(Data entries)

"""

Issue #2994, opened 2020-08-20
Rules with mixed behavior based on Type resolution


cortinico:
We do have several rules that have a mixed behavior (i.e. perform more checks or more detailed analysis) based on wether Type resolution is enabled or not.

This is a non-exhaustive list (current list can be found by looking for `@Suppress("ViolatesTypeResolutionRequirements")`):

- [x] `ImplicitDefaultLocale` #6344
- [x] `MapGetWithNotNullAssertionOperator` #6345 
- [x] `InstanceOfCheckForException` #6346 
- [x] `MemberNameEqualsClassName` #6347 
- [x] `SpreadOperator` #6351
- [x] `UnusedPrivateMember` #6356
- [x] `UnnecessaryAbstractClass` #5829 
- [x] `UseDataClass` #6355 
- [x] `UseRequire` #6358
- [x] `OptionalUnit` #6359
- [x] `UnusedImport` #6360
- [ ] `LongParameterList`
- [x] `LateinitUsage` #6379
- [x] `FunctionOnlyReturningConstant` #6380
- [x] `UseCheckOrError` #6361

While those rules are providing value also for users that don't have Type resolution enabled, they also lead to false negative reports. Generally, having the behavior of a rule changing based on the configuration of Detekt is not ideal in my opinion.

How should we treat them?

Imho we should guard all of them and make them required to run only with Type resolution enabled (i.e. adding a `if (bindingContext == EMPTY) return` in their body). 
On the other hand, users might complaining that those rules "stopped working" if they don't have type resolution enabled.

EDIT: Updated list

arturbosch:
I think we should support them at least till 2.0 and later rely on the compiler plugin to get first class support for resolution.

BraisGabin:
Agree, I think that we should keep them for now. In my actual project I don't have type solving because it's android with custom build variants and flavors. And, to be honest, I don't know how to enable it properly.

We don't even have a proper documentation. We said that it's an experimental feature, but we already know that it's the way we want for detekt. 


#2787 looks promising. If, after that, we update our documentation to enable type solving by default and then, give the option to disable it we can improve the reports that our users get and decrease the number of issues we get for user that don't have the type solving enabled.

cortinico:
As a rule of thumb I think we should refrain from adding rules that have mixed behavior. 
And I agree on keeping them around till Detekt 2.x and then promote them to type resolution only.

cortinico:
Thanks for the heads up. That will be available:

[...]

PR #3033, opened 2020-08-29
UnusedImports rule: fix false negative when same name identifiers are imported and used

### LINKED ISSUE #3020: Unused import not detected
## Expected Behavior

An unused import should be detected.

## Observed Behavior

The unused import is not detected.

## Steps to Reproduce

When using [clikt](https://github.com/ajalt/clikt), import

```
import com.github.ajalt.clikt.parameters.arguments.convert
import com.github.ajalt.clikt.parameters.options.convert
```

but use only `com.github.ajalt.clikt.parameters.arguments.convert`, then `com.github.ajalt.clikt.parameters.options.convert` is not detected as an unused import.

## Context

See https://github.com/oss-review-toolkit/ort/blob/376555874ab7e46a95e894a2702e15b94326ee85/helper-cli/src/main/kotlin/commands/FormatRepositoryConfigurationCommand.kt#L24-L25

## Your Environment

* Link to your project (if it's a public repository): https://github.com/oss-review-toolkit/ort

t-kameyama:
Fixes #3020

### DIFF
--- a/detekt-rules-style/src/main/kotlin/io/gitlab/arturbosch/detekt/rules/style/UnusedImports.kt
+++ b/detekt-rules-style/src/main/kotlin/io/gitlab/arturbosch/detekt/rules/style/UnusedImports.kt
@@ -18,11 +18,16 @@ import org.jetbrains.kotlin.psi.KtImportList
 import org.jetbrains.kotlin.psi.KtPackageDirective
 import org.jetbrains.kotlin.psi.KtReferenceExpression
 import org.jetbrains.kotlin.psi.psiUtil.getChildrenOfType
+import org.jetbrains.kotlin.resolve.BindingContext
+import org.jetbrains.kotlin.resolve.calls.callUtil.getResolvedCall
+import org.jetbrains.kotlin.resolve.descriptorUtil.fqNameOrNull
 
 /**
  * This rule reports unused imports. Unused imports are dead code and should be removed.
  * Exempt from this rule are imports resulting from references to elements within KDoc and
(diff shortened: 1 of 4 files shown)


schalkms (approved):

arturbosch (approved):

detekt-rules-style/src/main/kotlin/io/gitlab/arturbosch/detekt/rules/style/UnusedImports.kt
```diff
@@ -53,17 +58,31 @@ class UnusedImports(config: Config) : Rule(config) {
...
 
-            fun KtImportDirective.isNotUsed() =
-                    aliasName !in namedReferences && identifier() !in namedReferences
+            @Suppress("ReturnCount")
+            fun KtImportDirective.isNotUsed(): Boolean {
+                val namedReferencesAsString = namedReferences.map { it.text.trim('`') }
+                if (aliasName in (namedReferencesInKDoc + namedReferencesAsString)) return false
+                val identifier = identifier()
+                if (identifier in namedReferencesInKDoc) return false
+                return if (bindingContext == BindingContext.EMPTY) {
```
cortinico, line 77: This is yet another rule where we're adding a mixed behavior based on Type Resolution: #2994 

Ideally we should either:
- Restrict this rule to work on TR only or 
- Remove the `@requiresTypeResolution` in the documentation as it's an overstatement
- Revert this change and find a different solution that doesn't require TR.

PR #3060, opened 2020-09-08
Prepare 1.13.0 release

arturbosch:


BraisGabin (approved):

arturbosch:
I'm not sure if jcenter just needs again some time after failing to upload so many files or if https://github.com/detekt/detekt/pull/3006 broke uploading some artifacts to the gradle plugin portal.

Need to investigate how to exclude publishing `md5` hashes. One hash should be enough (sha1).

schalkms (approved):
Agree @arturbosch

arturbosch:
I republished the Gradle plugin.
Jcenter sync still needs some time due to too many failing uploads :/

arturbosch:
Releases is up and in the releases repository. Should be up on maven central in the next minutes/hours.
CI will fail until then.

buildSrc/src/main/kotlin/packaging.gradle.kts
```diff
@@ -8,6 +8,29 @@ plugins {
...
+}
+
+val sonatypeUsername: String? = findProperty("sonatypeUsername")
+    ?.toString()
+    ?: System.getenv("MAVEN_CENTRAL_USER")
+val sonatypePassword: String? = findProperty("sonatypePassword")
+    ?.toString()
+    ?: System.getenv("MAVEN_CENTRAL_PW")
+
+// still needed for artifactory snapshot publishing
```
cortinico, line 21: How about we move to use to the Nexus Snapshot repository? So we can remove `id("com.jfrog.artifactory")` and we don't have to handle double credentials 👌

arturbosch: Yep, that would be good. I saved it for another PR ^^.
Feel free to pick it up if you have time. I will have more time starting next week I think.

PR #3064, opened 2020-09-10
MagicNumber rule: don't check Character, Boolean and null

t-kameyama:


schalkms (commented):
Thanks for the improvement!
Does this belong to any issue?
Can we please verify the additional paths with unit tests? Thanks!

t-kameyama:
> Does this belong to any issue?

No.

> Can we please verify the additional paths with unit tests? Thanks!

https://github.com/detekt/detekt/blob/dd1a995f55b8d8fc37ff9dfd141351f97933b135/detekt-rules-style/src/test/kotlin/io/gitlab/arturbosch/detekt/rules/style/MagicNumberSpec.kt#L308-L328

https://github.com/detekt/detekt/blob/dd1a995f55b8d8fc37ff9dfd141351f97933b135/detekt-rules-style/src/test/kotlin/io/gitlab/arturbosch/detekt/rules/style/MagicNumberSpec.kt#L525-L532

schalkms (approved):
So this adds a precondition to this rule in order to avoid executing unnecessary rule logic statements. Good! I hope that I got it right.

PR #3075, opened 2020-09-15
Update KtLint to 0.39.0

cortinico:
Bumping KtLint to the latest stable. 
I also noticed that there are two experimental rules on KtLint side that we should wrap: `AnnotationSpacingRule` and `ArgumentListWrappingRule`.
Should we do it in a separate PR?


schalkms (approved):

BraisGabin (approved):

3flex:
I'll raise issues for the two new wrappings.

"""

TASK INSTRUCTIONS: Each record needs to be duplicated exactly as given.

FINISHED TASK:
Issue #2994, opened 2020-08-20
Rules with mixed behavior based on Type resolution


cortinico:
We do have several rules that have a mixed behavior (i.e. perform more checks or more detailed analysis) based on wether Type resolution is enabled or not.

This is a non-exhaustive list (current list can be found by looking for `@Suppress("ViolatesTypeResolutionRequirements")`):

- [x] `ImplicitDefaultLocale` #6344
- [x] `MapGetWithNotNullAssertionOperator` #6345 
- [x] `InstanceOfCheckForException` #6346 
- [x] `MemberNameEqualsClassName` #6347 
- [x] `SpreadOperator` #6351
- [x] `UnusedPrivateMember` #6356
- [x] `UnnecessaryAbstractClass` #5829 
- [x] `UseDataClass` #6355 
- [x] `UseRequire` #6358
- [x] `OptionalUnit` #6359
- [x] `UnusedImport` #6360
- [ ] `LongParameterList`
- [x] `LateinitUsage` #6379
- [x] `FunctionOnlyReturningConstant` #6380
- [x] `UseCheckOrError` #6361

While those rules are providing value also for users that don't have Type resolution enabled, they also lead to false negative reports. Generally, having the behavior of a rule changing based on the configuration of Detekt is not ideal in my opinion.

How should we treat them?

Imho we should guard all of them and make them required to run only with Type resolution enabled (i.e. adding a `if (bindingContext == EMPTY) return` in their body). 
On the other hand, users might complaining that those rules "stopped working" if they don't have type resolution enabled.

EDIT: Updated list

arturbosch:
I think we should support them at least till 2.0 and later rely on the compiler plugin to get first class support for resolution.

BraisGabin:
Agree, I think that we should keep them for now. In my actual project I don't have type solving because it's android with custom build variants and flavors. And, to be honest, I don't know how to enable it properly.

We don't even have a proper documentation. We said that it's an experimental feature, but we already know that it's the way we want for detekt. 


#2787 looks promising. If, after that, we update our documentation to enable type solving by default and then, give the option to disable it we can improve the reports that our users get and decrease the number of issues we get for user that don't have the type solving enabled.

cortinico:
As a rule of thumb I think we should refrain from adding rules that have mixed behavior. 
And I agree on keeping them around till Detekt 2.x and then promote them to type resolution only.

cortinico:
Thanks for the heads up. That will be available:

[...]

PR #3033, opened 2020-08-29
UnusedImports rule: fix false negative when same name identifiers are imported and used

### LINKED ISSUE #3020: Unused import not detected
## Expected Behavior

An unused import should be detected.

## Observed Behavior

The unused import is not detected.

## Steps to Reproduce

When using [clikt](https://github.com/ajalt/clikt), import

```
import com.github.ajalt.clikt.parameters.arguments.convert
import com.github.ajalt.clikt.parameters.options.convert
```

but use only `com.github.ajalt.clikt.parameters.arguments.convert`, then `com.github.ajalt.clikt.parameters.options.convert` is not detected as an unused import.

## Context

See https://github.com/oss-review-toolkit/ort/blob/376555874ab7e46a95e894a2702e15b94326ee85/helper-cli/src/main/kotlin/commands/FormatRepositoryConfigurationCommand.kt#L24-L25

## Your Environment

* Link to your project (if it's a public repository): https://github.com/oss-review-toolkit/ort

t-kameyama:
Fixes #3020

### DIFF
--- a/detekt-rules-style/src/main/kotlin/io/gitlab/arturbosch/detekt/rules/style/UnusedImports.kt
+++ b/detekt-rules-style/src/main/kotlin/io/gitlab/arturbosch/detekt/rules/style/UnusedImports.kt
@@ -18,11 +18,16 @@ import org.jetbrains.kotlin.psi.KtImportList
 import org.jetbrains.kotlin.psi.KtPackageDirective
 import org.jetbrains.kotlin.psi.KtReferenceExpression
 import org.jetbrains.kotlin.psi.psiUtil.getChildrenOfType
+import org.jetbrains.kotlin.resolve.BindingContext
+import org.jetbrains.kotlin.resolve.calls.callUtil.getResolvedCall
+import org.jetbrains.kotlin.resolve.descriptorUtil.fqNameOrNull
 
 /**
  * This rule reports unused imports. Unused imports are dead code and should be removed.
  * Exempt from this rule are imports resulting from references to elements within KDoc and
(diff shortened: 1 of 4 files shown)


schalkms (approved):

arturbosch (approved):

detekt-rules-style/src/main/kotlin/io/gitlab/arturbosch/detekt/rules/style/UnusedImports.kt
```diff
@@ -53,17 +58,31 @@ class UnusedImports(config: Config) : Rule(config) {
...
 
-            fun KtImportDirective.isNotUsed() =
-                    aliasName !in namedReferences && identifier() !in namedReferences
+            @Suppress("ReturnCount")
+            fun KtImportDirective.isNotUsed(): Boolean {
+                val namedReferencesAsString = namedReferences.map { it.text.trim('`') }
+                if (aliasName in (namedReferencesInKDoc + namedReferencesAsString)) return false
+                val identifier = identifier()
+                if (identifier in namedReferencesInKDoc) return false
+                return if (bindingContext == BindingContext.EMPTY) {
```
cortinico, line 77: This is yet another rule where we're adding a mixed behavior based on Type Resolution: #2994 

Ideally we should either:
- Restrict this rule to work on TR only or 
- Remove the `@requiresTypeResolution` in the documentation as it's an overstatement
- Revert this change and find a different solution that doesn't require TR.

PR #3060, opened 2020-09-08
Prepare 1.13.0 release

arturbosch:


BraisGabin (approved):

arturbosch:
I'm not sure if jcenter just needs again some time after failing to upload so many files or if https://github.com/detekt/detekt/pull/3006 broke uploading some artifacts to the gradle plugin portal.

Need to investigate how to exclude publishing `md5` hashes. One hash should be enough (sha1).

schalkms (approved):
Agree @arturbosch

arturbosch:
I republished the Gradle plugin.
Jcenter sync still needs some time due to too many failing uploads :/

arturbosch:
Releases is up and in the releases repository. Should be up on maven central in the next minutes/hours.
CI will fail until then.

buildSrc/src/main/kotlin/packaging.gradle.kts
```diff
@@ -8,6 +8,29 @@ plugins {
...
+}
+
+val sonatypeUsername: String? = findProperty("sonatypeUsername")
+    ?.toString()
+    ?: System.getenv("MAVEN_CENTRAL_USER")
+val sonatypePassword: String? = findProperty("sonatypePassword")
+    ?.toString()
+    ?: System.getenv("MAVEN_CENTRAL_PW")
+
+// still needed for artifactory snapshot publishing
```
cortinico, line 21: How about we move to use to the Nexus Snapshot repository? So we can remove `id("com.jfrog.artifactory")` and we don't have to handle double credentials 👌

arturbosch: Yep, that would be good. I saved it for another PR ^^.
Feel free to pick it up if you have time. I will have more time starting next week I think.

PR #3064, opened 2020-09-10
MagicNumber rule: don't check Character, Boolean and null

t-kameyama:


schalkms (commented):
Thanks for the improvement!
Does this belong to any issue?
Can we please verify the additional paths with unit tests? Thanks!

t-kameyama:
> Does this belong to any issue?

No.

> Can we please verify the additional paths with unit tests? Thanks!

https://github.com/detekt/detekt/blob/dd1a995f55b8d8fc37ff9dfd141351f97933b135/detekt-rules-style/src/test/kotlin/io/gitlab/arturbosch/detekt/rules/style/MagicNumberSpec.kt#L308-L328

https://github.com/detekt/detekt/blob/dd1a995f55b8d8fc37ff9dfd141351f97933b135/detekt-rules-style/src/test/kotlin/io/gitlab/arturbosch/detekt/rules/style/MagicNumberSpec.kt#L525-L532

schalkms (approved):
So this adds a precondition to this rule in order to avoid executing unnecessary rule logic statements. Good! I hope that I got it right.

PR #3075, opened 2020-09-15
Update KtLint to 0.39.0

cortinico:
Bumping KtLint to the latest stable. 
I also noticed that there are two experimental rules on KtLint side that we should wrap: `AnnotationSpacingRule` and `ArgumentListWrappingRule`.
Should we do it in a separate PR?


schalkms (approved):

BraisGabin (approved):

3flex:
I'll raise issues for the two new wrappings.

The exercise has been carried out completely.